◆ **Task**: Pull out every line of the listing below where "hour" appears.

*** Opening of Source data ***

PR #281, opened 2018-03-22
Introduce temporal types

ali-ince:
This PR adds support for temporal types. 

The following struct types are introduced as public API.

1. CypherDuration
2. CypherDate
3. CypherTime
4. CypherTimeWithOffset
5. CypherDateTime
6. CypherDateTimeWithOffset
7. CypherDateTimeWithZoneId

All types not ending with `Offset` or `ZoneId` represents local date/time values and the naming is chosen to keep type names consistent with their BCL counter-parts. For all types, if there's an available BCL type to be converted to, converter methods are available. If a truncation would occur during this conversion, a `TruncationException` would be thrown to protect data from accidental truncation.

The following functionality is not covered yet;
1. Sending BCL types directly to the server,
2. IConvertible implementations to support `Convert.ToDateTime` or `Convert.ChangeType` on these custom types,
3. IComparable implementations.

Based on #280.

### DIFF
--- a/Neo4j.Driver/Neo4j.Driver.Tests/IO/StructHandlers/Temporal/DurationStructHandlerTests.cs
+++ b/Neo4j.Driver/Neo4j.Driver.Tests/IO/StructHandlers/Temporal/DurationStructHandlerTests.cs
@@ -29,9 +29,9 @@ using Xunit;
 
 namespace Neo4j.Driver.Tests.IO.StructHandlers
 {
-    public class CypherDurationStructHandlerTests : StructHandlerTests
+    public class DurationStructHandlerTests : StructHandlerTests
     {
-        internal override IPackStreamStructHandler HandlerUnderTest => new CypherDurationHandler();
+        internal override IPackStreamStructHandler HandlerUnderTest => new DurationHandler();
 
         [Fact]
         public void ShouldWriteDuration()
@@ -59,7 +59,7 @@ namespace Neo4j.Driver.Tests.IO.StructHandlers
             var writerMachine = CreateWriterMachine();
             var writer = writerMachine.Writer();
 
-            writer.WriteStructHeader(CypherDurationHandler.StructSize, CypherDurationHandler.StructType);
+            writer.WriteStructHeader(DurationHandler.StructSize, DurationHandler.StructType);
             writer.Write(21L);
             writer.Write(8L);
             writer.Write(564L);
--- a/Neo4j.Driver/Neo4j.Driver/Internal/IO/StructHandlers/Temporal/DurationHandler.cs
+++ b/Neo4j.Driver/Neo4j.Driver/Internal/IO/StructHandlers/Temporal/DurationHandler.cs
@@ -21,34 +21,36 @@ using Neo4j.Driver.V1;
 
 namespace Neo4j.Driver.Internal.IO.StructHandlers
 {
-    internal class CypherDateTimeWithZoneIdHandler : IPackStreamStructHandler
+    internal class DurationHandler: IPackStreamStructHandler
     {
-        public const byte StructType = (byte) 'f';
-        public const int StructSize = 3;
+        public const byte StructType = (byte) 'E';
+        public const int StructSize = 4;
 
         public IEnumerable<byte> ReadableStructs => new[] {StructType};
 
-        public IEnumerable<Type> WritableTypes => new[] {typeof(CypherDateTimeWithZoneId)};
+        public IEnumerable<Type> WritableTypes => new[] {typeof(CypherDuration)};
 
         public object Read(IPackStreamReader reader, byte signature, long size)
         {
-            PackStream.EnsureStructSize("DateTimeWithZoneId", StructSize, size);
+            PackStream.EnsureStructSize("Duration", StructSize, size);
 
-            var epochSeconds = reader.ReadLong();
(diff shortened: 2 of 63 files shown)


Neo4j.Driver/Neo4j.Driver.Tests/IO/StructHandlers/Temporal/DurationStructHandlerTests.cs
```diff
@@ -0,0 +1,80 @@
...
+using Neo4j.Driver.Internal.IO;
+using Neo4j.Driver.Internal.IO.StructHandlers;
+using Neo4j.Driver.Internal.Messaging;
+using Neo4j.Driver.Internal.Types;
+using Neo4j.Driver.V1;
+using Xunit;
+
+namespace Neo4j.Driver.Tests.IO.StructHandlers
+{
+    public class DurationStructHandlerTests : StructHandlerTests
```
lutovich: Maybe just `DurationHandlerTests`? Similar tests for other temporal types do not have `Struct` in their name.

Neo4j.Driver/Neo4j.Driver/Internal/IO/StructHandlers/Temporal/DurationHandler.cs
```diff
@@ -0,0 +1,56 @@
...
+        public IEnumerable<Type> WritableTypes => new[] {typeof(CypherDuration)};
+
+        public object Read(IPackStreamReader reader, byte signature, long size)
+        {
+            PackStream.EnsureStructSize("Duration", StructSize, size);
+
+            var months = reader.ReadLong();
+            var days = reader.ReadLong();
+            var seconds = reader.ReadLong();
+            var nanos = reader.ReadInteger();
```
lutovich, line 40: ~~Nanoseconds are actually `long` in the database (see `DurationValue` class). `#ReadLong()` should probably be used here~~

**Update:** nanoseconds are normilized in the database and can't have value greated than 999_999_999.

Neo4j.Driver/Neo4j.Driver/V1/Types/CypherDate.cs
```diff
@@ -0,0 +1,112 @@
...
+
+        internal CypherDate(long epochDays)
+        {
+            EpochDays = epochDays;
+        }
+
+        /// <summary>
+        /// Days since Unix Epoch
+        /// </summary>
+        public long EpochDays { get; }
```
lutovich, line 59: I think it would be nice to expose year, month and day instead. This would make `CypherDate` useful even without additional libraries. Epoch days is kind of an implementation detail.

Neo4j.Driver/Neo4j.Driver/V1/Types/CypherDate.cs
```diff
@@ -0,0 +1,112 @@
...
+            return EpochDays.GetHashCode();
+        }
+
+        /// <summary>
+        /// Converts the value of the current <see cref="CypherDate"/> object to its equivalent string representation.
+        /// </summary>
+        /// <returns>String representation of this Point.</returns>
+        public override string ToString()
+        {
+            return $"Date{{epochDays: {EpochDays}}}";
```
lutovich, line 109: Could we instead return an ISO string?

Neo4j.Driver/Neo4j.Driver/V1/Types/CypherDateTimeWithOffset.cs
```diff
@@ -0,0 +1,199 @@
...
+
+        /// <summary>
+        /// Fraction of seconds in nanosecond precision
+        /// </summary>
+        public int NanosOfSecond { get; }
+
+        /// <summary>
+        /// Offset in seconds precision
+        /// </summary>
+        public int OffsetSeconds { get; }
```
lutovich, line 128: Could `TimeSpan` be returned here?

Neo4j.Driver/Neo4j.Driver/V1/Types/CypherDuration.cs
```diff
@@ -0,0 +1,148 @@
...
+            Months = months;
+            Days = days;
+            Seconds = seconds;
+            Nanos = nanos;
+        }
+
+        /// <summary>
+        /// The number of months in this duration.
+        /// </summary>
+        public long Months { get; }
```
lutovich, line 82: We should probably consider exposing years and minutes in all drivers

lutovich (approved):
@ali-ince changes generally look good.

I think all new temporal types should expose meaningful fields instead of what we receive from the database. For example `CypherDate` can expose year, month and day instead of epoch day. It would also be great for `#ToString()` methods to return ISO formatted strings. Maybe Noda Time could be used for both and be only an internal dependency. This can be addressed in a separate PR.

~~Most important comment is about nanos being `long` in `CypherDuration`. Duration stored in the database is not necessarily normalized and can be like `5 months, 50 days, 100 seconds, 1000000000 nanos`.~~ **Update:** nanoseconds are normilized in the database and can't have value greated than 999_999_999.

ali-ince:
Thanks for the comments @lutovich.

I've addressed one of your comments for now (about class naming). I'm merging this for now and will work more on public API that we'll expose on `temporal types` and will create a new PR when it is finished.

PR #283, opened 2018-04-06
Marshal enumerable to list

zhenlineo:
Supports both `Run(string, object)` and `Run(string, IDictionary<string, object>)`
When converting from object to `IDictionary<string, object>`, if the object implements `IEnumerable`, then it would call `GetEnumerator` rather than try to convert the class as a `IDictionary<string, object>`.

Brings back https://github.com/neo4j/neo4j-dotnet-driver/pull/278


ali-ince:
LGTM.

PR #284, opened 2018-04-06
TimeZone issue when creating `CypherDateTime` from `DateTime`

zhenlineo:
By default `DateTime` uses `DateTimeKind.Unspecified` as the default value if not provided when creating.

However when calling `DateTime#ToLocalTime()` it will consider unspecified means `Utc` and convert from UTC to local.

However, when calling `DateTime#Equal`, the `Kind` will be ignored, and only Ticks will be compared.
This PR suggesting we should respect this `ToLocalTime` method think `Unspecified` as `Utc`. So added more docs for a user to read.


ali-ince:
👍

ali-ince (approved):
👍

PR #286, opened 2018-04-10
Expose individual temporal components in custom types

ali-ince:
This PR adds individual temporal components (year, month, day, hour, minute, second, nanosecond) to all corresponding temporal types and ensures that `ToString()` implementations generates `ISO 8601` compliant strings.

Date/Time to/from Epoch conversion code is adapted from https://github.com/ThreeTen/threetenbp.

### DIFF
--- a/Neo4j.Driver/Neo4j.Driver/Internal/Helpers/TemporalHelpers.cs
+++ b/Neo4j.Driver/Neo4j.Driver/Internal/Helpers/TemporalHelpers.cs
@@ -201,12 +201,20 @@ namespace Neo4j.Driver.Internal
             }
         }
 
-        public static void AssertNoTruncation(long nanosecond, string target)
+        public static void AssertNoOverflow(IHasDateComponents date, string target)
         {
-            if (nanosecond % NanosecondsPerTick > 0)
+            if (date.Year > DateTime.MaxValue.Year || date.Year < DateTime.MinValue.Year)
+            {
+                throw new ValueOverflowException($"Year component ({date.Year}) of this instance is not valid for a {target} instance.");
+            }
+        }
+
+        public static void AssertNoTruncation(IHasTimeComponents time, string target)
+        {
+            if (time.Nanosecond % NanosecondsPerTick > 0)
             {
                 throw new ValueTruncationException(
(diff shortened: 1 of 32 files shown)


zhenlineo (commented):
Can we have a IT where we randomly generate some temporal types and bounce these values between server and client to ensure the value format is recognized the same between server and client?

JS driver has such a test where the client generate some dates that are not valid and get normalized at the server. So when the server returns the values back, they are different from what they were.

Neo4j.Driver/Neo4j.Driver/Internal/Helpers/TemporalHelpers.cs
```diff
@@ -16,92 +16,260 @@
...
+            var nanoOfDay = secondsOfDay * NanosPerSecond + nano;
+
+            ComponentsOfEpochDays(epochDay, out var year, out var month, out var day);
+            ComponentsOfNanoOfDay(nanoOfDay, out var hour, out var minute, out var second, out var nanosecond);
+
+            return new CypherDateTime(year, month, day, hour, minute, second, nanosecond);
         }
 
-        public static long NanosOf(int hour, int minute, int second, int nanoOfSecond)
+        private static long ComputeEpochDays(int year, int month, int day)
```
zhenlineo: @lutovich Can you also have a look at this method in this class from https://github.com/ThreeTen/threetenbp?

Neo4j.Driver/Neo4j.Driver/Internal/Helpers/TemporalHelpers.cs
```diff
@@ -16,92 +16,260 @@
...
+using Neo4j.Driver.Internal.Types;
 using Neo4j.Driver.V1;
 using TimeZoneConverter;
 
 namespace Neo4j.Driver.Internal
 {
     internal static class TemporalHelpers
     {
-        public const int NanosecondsPerTick = 100;
+        public const int MinYear = -999_999_999;
```
zhenlineo, line 30: @lutovich Can you also have a look at the new crazy methods added in this class?
Ref: https://github.com/ThreeTen/threetenbp

zhenlineo (commented):
Asking for external help...

PR #288, opened 2018-04-12
Implement IConvertible on temporal types

ali-ince:
This PR adds IConvertible implementations to each of the temporal types. Valid conversions are implemented using conversion properties on the actual types, and invalid conversions throw `InvalidCastException`.

Based on #287.


zhenlineo (commented):
Will interface be better compared to struct,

*** Close of Source data ***

◆ **Solved exercise**:
This PR adds individual temporal components (year, month, day, hour, minute, second, nanosecond) to all corresponding temporal types and ensures that `ToString()` implementations generates `ISO 8601` compliant strings.
+            ComponentsOfNanoOfDay(nanoOfDay, out var hour, out var minute, out var second, out var nanosecond);
+            return new CypherDateTime(year, month, day, hour, minute, second, nanosecond);
-        public static long NanosOf(int hour, int minute, int second, int nanoOfSecond)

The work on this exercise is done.